Assignment - Output the records again verbatim.

Stored data
_ _ _

Issue #1756, opened 2022-01-14
Cannot perform actions on long messages.


virbedi:
## What did you do?
Sent a long message in chat.
Tried to long press on message to get action list.

## What did you expect to happen?
Action list for message is visible

## What happened instead?
Could not see the action list, long message took up entire screen.

## GetStream Environment
**GetStream Chat version:** = StreamChatUI 4.8
**GetStream Chat frameworks:** StreamChat, StreamChatUI
**iOS version:** iOS 15.2
**Swift version:** Swift 5
**Xcode version:** 13.2.1
**Device:** iPhone 7 Plus, iPhone 13 Pro Max, iPhone 13 (Simulator)

## Additional context

https://user-images.githubusercontent.com/43729852/149596872-0b01b93e-c9f2-4829-b083-d0c97e1bd08c.MP4

bielikb:
Hi @virbedi, 

I was able to reproduce this issue. Ill file a bug internally and we will cover this issue in one of the following releases.
Ill let you know once this is resolved.

Thanks for reporting!

Best,
Boris

virbedi:
Hello, is there any update on this? 
As of `4.11.0` I am still facing this issue.

nuno-vieira:
Hi @virbedi!

We are really sorry! This was a mistake on our side and probably a miss-click on the closing of the issue. This is not yet fixed you are correct 👍 Anyways, this is still being tracked internally so we would not forget about fixing it 🙂 

Best,
Nuno

virbedi:
Thanks for the quick response @nuno-vieira. I'll keep an eye out for the fix

b-onc:
Internally tracked as CIS-1219

nuno-vieira:
Hi @virbedi!

Thank you for your patience on this one! This fix will be part of the next release 👍

We will close the issue once the next release is published.

Best,
Nuno

virbedi:
@nuno-vieira Thanks for the update, looking forward to the next release 🚀

PR #1871, opened 2022-03-23
[CIS-1219] - Fixing message actions on the Chat Message

adamrushy:
### 🔗 Issue Link
CIS-1219
https://github.com/GetStream/stream-chat-swift/issues/1756

### 🎯 Goal

We're not currently utilising the height of the StackView so the MessageContentView is pushing the ActionsController further down on larger messages which creates the bug seen in the ticket.

### 🛠 Implementation

The implementation is to remove the fixed height on the StackView, and allow the message to be truncated on larger messages.

### 🎨 UI Changes

The main change in the UI is that on larger messages you now see ellipses at the tail of the message.

### 🧪 Testing

1. Launch the Demo App
2. Create a large message that covers the whole screen
3. Tap and Hold on to that message to show the actions
4. The message is truncated and you can see all the reactions & actions.

### ☑️ Contributor Checklist

### 🎉 GIF

RocketSim_Recording_iPhone_13_2022-03-23_17 47 27

### DIFF
--- a/CHANGELOG.md
+++ b/CHANGELOG.md
@@ -7,6 +7,12 @@ The format is based on [Keep a Changelog](https://keepachangelog.com/en/1.0.0/).
 - Assertions are no longer thrown by default. Check `StreamRuntimeCheck` to enable them [#1885](https://github.com/GetStream/stream-chat-swift/pull/1885)
 - Local Storage is enabled by default. You can read more [here](https://getstream.io/chat/docs/sdk/ios/guides/offline-support) [#1890](https://github.com/GetStream/stream-chat-swift/pull/1890)
 
+## StreamChatUI
+### ⚠️ Changed
+### ✅ Added
+### 🐞 Fixed
+- MessageActions shrinks on larger messages [#1871](https://github.com/GetStream/stream-chat-swift/pull/1871)
+
 
 # [4.13.0](https://github.com/GetStream/stream-chat-swift/releases/tag/4.13.0)
 _March 29, 2022_


Sources/StreamChatUI/ChatMessageList/ChatMessage/ChatMessageContentView.swift
```diff
@@ -599,6 +599,7 @@ open class ChatMessageContentView: _View, ThemeProvider {
             textView?.dataDetectorTypes = .link
             textView?.isScrollEnabled = false
             textView?.backgroundColor = .clear
+            textView?.textContainer.lineBreakMode = .byTruncatingTail
```
nuno-vieira, line 602: This will affect the message list as well. If we want to add the truncating in the message list too, we need a button to expand the message in the message list. 

At least for now, we can add this only in the Popup Actions view. Recently I've added a new function `ChatMessageActionsTransitionController.makeMessageContentView()` where we can change the message content view only for the popup actions view. The problem here is the `textView` is not created yet at this point :/ It will only be created once `createTextView()` is called.

So I can see two ways we can fix this:
1. Intoduce a new property `ChatMessageContentView.isPresentedInPopupActions: Bool` and set it to true in `ChatMessageActionsTransitionController.makeMessageContentView()` and then in `createTextView()` we only set the `.byTruncatingTail` if it is presented in popup actions.
2. Introduce closures or a factory of the different components in `ChatMessageContentView` so that we can easily replace the logic of `createTextView()` and the other views.

I actually prefer option 2, since it is more scalable and flexible, where 1. feels like a quick and dirty soluton.

Sources/StreamChatUI/MessageActionsPopup/MessageActionsTransitionController.swift
```diff
@@ -148,12 +148,10 @@ open class ChatMessageActionsTransitionController: NSObject, UIViewControllerTra
             usingSpringWithDamping: 0.7,
             initialSpringVelocity: 4,
             options: [.curveEaseInOut],
-            animations: {
+            animations: { [weak self] in
```
nuno-vieira, line 151: there's no memory leaks in animation closure, it is safe to remove this 👍

Sources/StreamChatUI/ChatMessageList/ChatMessage/ChatMessageContentView.swift
adamrushy: @nuno-vieira I don't see this behaviour 🤔

nuno-vieira: @adamrushy Nevermind, I see, this is only truncated when the height is limited 👍

Sources/StreamChatUI/MessageActionsPopup/MessageActionsTransitionController.swift
adamrushy: Hmm, do we know this for sure? I always added this but I couldn't be 100% sure 🤔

_ _ _

Response to the task -
Issue #1756, opened 2022-01-14
Cannot perform actions on long messages.


virbedi:
## What did you do?
Sent a long message in chat.
Tried to long press on message to get action list.

## What did you expect to happen?
Action list for message is visible

## What happened instead?
Could not see the action list, long message took up entire screen.

## GetStream Environment
**GetStream Chat version:** = StreamChatUI 4.8
**GetStream Chat frameworks:** StreamChat, StreamChatUI
**iOS version:** iOS 15.2
**Swift version:** Swift 5
**Xcode version:** 13.2.1
**Device:** iPhone 7 Plus, iPhone 13 Pro Max, iPhone 13 (Simulator)

## Additional context

https://user-images.githubusercontent.com/43729852/149596872-0b01b93e-c9f2-4829-b083-d0c97e1bd08c.MP4

bielikb:
Hi @virbedi, 

I was able to reproduce this issue. Ill file a bug internally and we will cover this issue in one of the following releases.
Ill let you know once this is resolved.

Thanks for reporting!

Best,
Boris

virbedi:
Hello, is there any update on this? 
As of `4.11.0` I am still facing this issue.

nuno-vieira:
Hi @virbedi!

We are really sorry! This was a mistake on our side and probably a miss-click on the closing of the issue. This is not yet fixed you are correct 👍 Anyways, this is still being tracked internally so we would not forget about fixing it 🙂 

Best,
Nuno

virbedi:
Thanks for the quick response @nuno-vieira. I'll keep an eye out for the fix

b-onc:
Internally tracked as CIS-1219

nuno-vieira:
Hi @virbedi!

Thank you for your patience on this one! This fix will be part of the next release 👍

We will close the issue once the next release is published.

Best,
Nuno

virbedi:
@nuno-vieira Thanks for the update, looking forward to the next release 🚀

PR #1871, opened 2022-03-23
[CIS-1219] - Fixing message actions on the Chat Message

adamrushy:
### 🔗 Issue Link
CIS-1219
https://github.com/GetStream/stream-chat-swift/issues/1756

### 🎯 Goal

We're not currently utilising the height of the StackView so the MessageContentView is pushing the ActionsController further down on larger messages which creates the bug seen in the ticket.

### 🛠 Implementation

The implementation is to remove the fixed height on the StackView, and allow the message to be truncated on larger messages.

### 🎨 UI Changes

The main change in the UI is that on larger messages you now see ellipses at the tail of the message.

### 🧪 Testing

1. Launch the Demo App
2. Create a large message that covers the whole screen
3. Tap and Hold on to that message to show the actions
4. The message is truncated and you can see all the reactions & actions.

### ☑️ Contributor Checklist

### 🎉 GIF

RocketSim_Recording_iPhone_13_2022-03-23_17 47 27

### DIFF
--- a/CHANGELOG.md
+++ b/CHANGELOG.md
@@ -7,6 +7,12 @@ The format is based on [Keep a Changelog](https://keepachangelog.com/en/1.0.0/).
 - Assertions are no longer thrown by default. Check `StreamRuntimeCheck` to enable them [#1885](https://github.com/GetStream/stream-chat-swift/pull/1885)
 - Local Storage is enabled by default. You can read more [here](https://getstream.io/chat/docs/sdk/ios/guides/offline-support) [#1890](https://github.com/GetStream/stream-chat-swift/pull/1890)
 
+## StreamChatUI
+### ⚠️ Changed
+### ✅ Added
+### 🐞 Fixed
+- MessageActions shrinks on larger messages [#1871](https://github.com/GetStream/stream-chat-swift/pull/1871)
+
 
 # [4.13.0](https://github.com/GetStream/stream-chat-swift/releases/tag/4.13.0)
 _March 29, 2022_


Sources/StreamChatUI/ChatMessageList/ChatMessage/ChatMessageContentView.swift
```diff
@@ -599,6 +599,7 @@ open class ChatMessageContentView: _View, ThemeProvider {
             textView?.dataDetectorTypes = .link
             textView?.isScrollEnabled = false
             textView?.backgroundColor = .clear
+            textView?.textContainer.lineBreakMode = .byTruncatingTail
```
nuno-vieira, line 602: This will affect the message list as well. If we want to add the truncating in the message list too, we need a button to expand the message in the message list. 

At least for now, we can add this only in the Popup Actions view. Recently I've added a new function `ChatMessageActionsTransitionController.makeMessageContentView()` where we can change the message content view only for the popup actions view. The problem here is the `textView` is not created yet at this point :/ It will only be created once `createTextView()` is called.

So I can see two ways we can fix this:
1. Intoduce a new property `ChatMessageContentView.isPresentedInPopupActions: Bool` and set it to true in `ChatMessageActionsTransitionController.makeMessageContentView()` and then in `createTextView()` we only set the `.byTruncatingTail` if it is presented in popup actions.
2. Introduce closures or a factory of the different components in `ChatMessageContentView` so that we can easily replace the logic of `createTextView()` and the other views.

I actually prefer option 2, since it is more scalable and flexible, where 1. feels like a quick and dirty soluton.

Sources/StreamChatUI/MessageActionsPopup/MessageActionsTransitionController.swift
```diff
@@ -148,12 +148,10 @@ open class ChatMessageActionsTransitionController: NSObject, UIViewControllerTra
             usingSpringWithDamping: 0.7,
             initialSpringVelocity: 4,
             options: [.curveEaseInOut],
-            animations: {
+            animations: { [weak self] in
```
nuno-vieira, line 151: there's no memory leaks in animation closure, it is safe to remove this 👍

Sources/StreamChatUI/ChatMessageList/ChatMessage/ChatMessageContentView.swift
adamrushy: @nuno-vieira I don't see this behaviour 🤔

nuno-vieira: @adamrushy Nevermind, I see, this is only truncated when the height is limited 👍

Sources/StreamChatUI/MessageActionsPopup/MessageActionsTransitionController.swift
adamrushy: Hmm, do we know this for sure? I always added this but I couldn't be 100% sure 🤔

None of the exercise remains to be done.